Conclusively, IL-6, TNF-α and IL-10 mRNA expression was enhanced in skeletal muscle during acute time of T. spiralis infection. IL-10 was shown to inhibit inflammation during the muscle stage of infection. Muscle weakness caused by T. spiralis infection was most noticeable on 6 weeks of infection, and this timing was consistent with the most severe inflammatory period.

Histological analysis of muscle inflammation showed that the decrease in muscle strength was accompanied by an inflammatory response. Nuclear infiltration, which is considered to be a sign of early muscle inflammation, also peaked at 3 weeks after infection but was reduced to a low level compared with control groups at later times of infection. In addition, inflammation and eosinophil infiltration was most severe at 6 weeks after infection, and muscle strength was also lowest at same times. Additionally, the myopathies, vacuoles, were observed after 24 weeks of infection. The vacuoles were continuously observed until 48 weeks of infection, chronic stage, and eosinophil found around the vacuoles. The vacuoles in myofibers are thought to be due to the accumulation of autophagic vacuoles and were reported that can be characteristic in certain myopathies and muscle weakness 27,28.
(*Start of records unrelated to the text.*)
PR #6912, opened 2023-04-04
Config file save improvements

albertony:

See commit messages and issues linked from those.

The following example should also illustrate the changes.

Given symbolic link:
```
tempconfig.txt -> tempconfig/temp/tempconfig.txt
```
Then:
```
./rclone -vv config create yyy local --config=tempconfig.txt
2023/04/04 16:42:36 DEBUG : rclone: Version "v1.63.0-DEV" starting with parameters ["./rclone" "-vv" "config" "create" "yyy" "local" "--config=tempconfig.txt"]
2023/04/04 16:42:36 DEBUG : Using config file from "/home/user/projects/rclone/tempconfig.txt"
2023/04/04 16:42:36 DEBUG : yyy: config in: state="", result=""
2023/04/04 16:42:36 DEBUG : yyy: config out: out=<nil>, err=<nil>
2023/04/04 16:42:36 DEBUG : Saving config file: /home/user/projects/rclone/tempconfig.txt
2023/04/04 16:42:36 DEBUG : Config path resolved to: tempconfig/temp/tempconfig.txt
2023/04/04 16:42:36 DEBUG : Writing new config to temporary file: tempconfig/temp/tempconfig.txt740963405
2023/04/04 16:42:36 DEBUG : Moving existing config to temporary file: tempconfig/temp/tempconfig.txt.old1388108941
2023/04/04 16:42:36 DEBUG : Moving temporary file with new config to real config path: tempconfig/temp/tempconfig.txt
[yyy]
type = local
2023/04/04 16:42:36 DEBUG : rclone: Version "v1.63.0-DEV" finishing with parameters ["./rclone" "-vv" "config" "create" "yyy" "local" "--config=tempconfig.txt"]
```

#### Checklist

### DIFF
--- a/fs/config/configfile/configfile.go
+++ b/fs/config/configfile/configfile.go
@@ -106,12 +106,30 @@ func (s *Storage) Save() error {
 	if configPath == "" {
 		return fmt.Errorf("failed to save config file, path is empty")
 	}
-	dir, name := filepath.Split(configPath)
-	err := file.MkdirAll(dir, os.ModePerm)
+	configDir, configName := filepath.Split(configPath)
+
+	info, err := os.Lstat(configPath)
+	if err != nil {
+		if !os.IsNotExist(err) {
+			return fmt.Errorf("failed to resolve config file path: %w", err)
+		}
+	} else {
+		if info.Mode()&os.ModeSymlink != 0 {
+			configPath, err = os.Readlink(configPath)
+			if err != nil {
+				return fmt.Errorf("failed to resolve config file symbolic link: %w", err)
+			}
+			if !filepath.IsAbs(configPath) {
+				configPath = filepath.Join(configDir, configPath)
+			}
+			configDir = filepath.Dir(configPath)
+		}
+	}
+	err = file.MkdirAll(configDir, os.ModePerm)
 	if err != nil {
 		return fmt.Errorf("failed to create config directory: %w", err)
 	}
-	f, err := os.CreateTemp(dir, name)
+	f, err := os.CreateTemp(configDir, configName)
 	if err != nil {
 		return fmt.Errorf("failed to create temp file for new config: %w", err)
 	}
@@ -138,7 +156,7 @@ func (s *Storage) Save() error {
 	}
 
 	var fileMode os.FileMode = 0600
-	info, err := os.Stat(configPath)
+	info, err = os.Stat(configPath)
 	if err != nil {
 		fs.Debugf(nil, "Using default permissions for config file: %v", fileMode)
 	} else if info.Mode() != fileMode {
@@ -153,7 +171,7 @@ func (s *Storage) Save() error {
 		fs.Errorf(nil, "Failed to set permissions on config file: %v", err)
 	}
 
-	fbackup, err := os.CreateTemp(dir, name+".old")
+	fbackup, err := os.CreateTemp(configDir, configName+".old")
 	if err != nil {
 		return fmt.Errorf("failed to create temp file for old config backup: %w", err)
 	}
--- a/fs/config/configfile/configfile.go
+++ b/fs/config/configfile/configfile.go
@@ -106,7 +106,6 @@ func (s *Storage) Save() error {
 	if configPath == "" {
 		return fmt.Errorf("failed to save config file, path is empty")
 	}
-
 	dir, name := filepath.Split(configPath)
 	err := file.MkdirAll(dir, os.ModePerm)
 	if err != nil {
@@ -119,7 +118,7 @@ func (s *Storage) Save() error {
 	defer func() {
 		_ = f.Close()
 		if err := os.Remove(f.Name()); err != nil && !os.IsNotExist(err) {
-			fs.Errorf(nil, "failed to remove temp config file: %v", err)
+			fs.Errorf(nil, "Failed to remove temp file for new config: %v", err)
 		}
 	}()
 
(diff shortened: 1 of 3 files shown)


fs/config/configfile/configfile.go
```diff
@@ -107,8 +107,27 @@ func (s *Storage) Save() error {
 		return fmt.Errorf("failed to save config file, path is empty")
 	}
 	fs.Debugf(nil, "Saving config file: %v", configPath)
-	dir, name := filepath.Split(configPath)
-	err := file.MkdirAll(dir, os.ModePerm)
+
+	configPathReal := configPath
+	info, err := os.Lstat(configPath)
```
ncw, line 112: You'll probably be better off using [filepath.EvalSymlinks](https://pkg.go.dev/path/filepath?utm_source=godoc#EvalSymlinks)

Note that the argument it it should be absolute otherwise it won't resolve relative symlinks properly.

I think you can call it even if the argument isn't a symlink which will simplify the code a bit.

fs/config/configfile/configfile.go
```diff
@@ -107,8 +107,27 @@ func (s *Storage) Save() error {
...
+	if err != nil {
+		if !os.IsNotExist(err) {
+			return fmt.Errorf("failed to resolve config file path: %w", err)
+		}
+	} else {
+		if info.Mode()&os.ModeSymlink != 0 {
```
ncw, line 118: This is only going to work for absolute symlinks, for relative symlinks it will assume they are relative to rclone's current directory.

fs/config/configfile/configfile.go
```diff
@@ -140,15 +159,15 @@ func (s *Storage) Save() error {
 	}
 
 	var fileMode os.FileMode = 0600
-	info, err := os.Stat(configPath)
+	info, err = os.Stat(configPathReal)
```
ncw, line 162: I think I'd try not to rename the `configPath` variable to minimize the patch.

ncw (commented):
I think you are right - those extra Debugs are going to be very noisy :-)

I put some notes inline about resolving symlinks (another thing which is surprisingly hard!).

fs/config/configfile/configfile.go
albertony: I started out with EvalSymlinks. Problem was that if the target did not exist, it just returned an error. While with Lstat + Readlink I was able to get the target path even if it does not exist.

albertony: And also the golang issue 40180 scared me... :) (deliberately not linking to it, I'm find the github cross-linking of all mentions a bit too much sometimes...)

fs/config/configfile/configfile.go
albertony: The reason for this was to keep the following at the end, with the s.fi pointing to FileInfo retrieved from the original path. To reduce risk of introducing issue due to some nuances I hadn't considered. But I guess Stat follows the symlink anyway and we can trust the result to be the same directly on the resolved path..?

```
// Update s.fi with the newly written file
s.fi, _ = os.Stat(configPath)
```

albertony: I guess the s.fi is only to record the modtime and size:

https://github.com/rclone/rclone/blob/243bcc9d0787276ccaccbbd914d70ede6a0305e6/fs/config/configfile/configfile.go#L40

So that should be safe - will fix.

albertony:
Thanks.

> I think you are right - those extra Debugs are going to be very noisy :-)

Definitely. Useful for testing at this stage, so I'll keep them for now and (hopefully ;)) remember to remove them in time...

> I put some notes inline about resolving symlinks (another thing which is surprisingly hard!).

Yes, maybe I stepped right into a classic "how hard can it be" trap... and opened a can of worms! If so, perhaps the first commit (overwriting/removing .old files) should be a separate PR after all...

fs/config/configfile/configfile.go
albertony: Right... gotcha! :)

ncw:
> Pushed a couple of smaller improvements according to your comments, but not so important until the main question regarding how "deep" to handle symlink (EvalSymlinks) is decided..

I think just the last one is fine! Hence your original code with a small mod - see above.

fs/config/configfile/configfile.go
albertony: Sure, very similar to what I had pushed in an update just before your comment (I assume you hadn't looked at that - or else I'm really confused...). I think this will be a good improvement and as far as I can tell would solve most cases where user's have symlinked the config file, without diving too deep into the rabbit hole with potential for introducing new problems (especially on windows and maybe in combination with network paths, judging from the EvalSymlinks discussions).

albertony:
I think I have it fixed according to our discussions, unless I've misunderstood you? And cleaned up (removed the debug output). And documented, but wasn't too sure how to explain the symlink part so feel free to suggest an alternative paragraph.

albertony:
Argh... On testing with symlink on windows I got exactly what I was fearing: 11 backup (.old) config files remaining in my directory, as a result of "Failed to save config after 10 tries".

Test case:
```
mklink configlink.txt temp\config.txt
rclone --config=configlink.txt -vv config create zzz local
```
When directory temp does not exist the empty file created by os.CreateTemp was left behind, after error exit on "failed to move newly written config from ... to final location" before backup file cleanup. Such an empty backup file is of no use, so I've changed the code to take this into account and delete the backup even on write error of the new file if the backup was simply an empty file.

Now what if one comes into a similar situation, with "Failed to save config after 10 tries", but there was an existing config file? It should then leave behind the renamed backup of the existing file on the first failed save, and on the following failed saves it will not find an existing config file (since it has been renamed to .old) and the result should be as above. End result is one backup file left behind containing the actual original config file.

albertony:
Back from some Easter holiday (hope you're enjoying some time off too!); fixed what was really an underlying bug in the case from my previous comment (introduced after I refactored away the configPathReal used initially). It will now actually create the directory `temp` and the config create command will succeed.

fs/config/configfile/configfile.go
```diff
@@ -106,20 +106,37 @@ func (s *Storage) Save() error {
...
+	} else {
+		if info.Mode()&os.ModeSymlink != 0 {
+			configPath, err = os.Readlink(configPath)
+			if err != nil {
+				return fmt.Errorf("failed to resolve config file symbolic link: %w", err)
+			}
+			if !filepath.IsAbs(configPath) {
+				configPath = filepath.Join(configDir, configPath)
+			}
+			configDir, _ = filepath.Split(configPath)
```
ncw, line 125: ?

    configDir = filepath.Dir(configPath)

ncw (commented):
I've been though that logic carefully. I think it is OK!

I put one suggestion inline.

Maybe we should try to test all the failure branches in the test code - that will be hard though!

albertony:
Great, thanks. I've pushed an update according to your last comment.

> Maybe we should try to test all the failure branches in the test code - that will be hard though!

Sounds like a good idea, but would definitely not be easy - at least to cover all of them! I could give it a try, but will probably be several days or even weeks before I get enough time to get anything out of it.

albertony:
Actually I got some extra time today, so I wrote a few tests around the configfile save. Covering symlinks (but not on Windows, as it seem to require admin), creation of directories in the path, and a few FileMode/read-only related cases. Some failure branches are covered with this, but not nearly all of them.

ncw (approved):
Very nice tests :-)

This looks good now - please merge when you are ready. I'll test it some more once you've merged it.

PR #6914, opened 2023-04-04
azureblob: send nil tier if empty string

roelarents:

Azurite [complains](https://github.com/Azure/Azurite/blob/main/src/blob/handlers/BlockBlobHandler.ts#L127) about an invalid `ms-access-tier` header when uploading a blob when no tier is [configured](https://rclone.org/azureblob/#azureblob-access-tier) (and [defaults to empty/nothing](https://github.com/rclone/rclone/blob/master/backend/azureblob/azureblob.go#L65)).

Our data demonstrate that at acute stage of T. spiralis, skeletal muscle weakness was caused by inflammatory responses such as pro-inflammatory related cytokines expression, nucleus, inflammatory cell, especially eosinophils, infiltration in infected-skeletal muscle. Furthermore, the weakness of muscle was persisted by steadily infiltrated of nucleus and eosinophil and vacuoles formation as chronic stage of infection.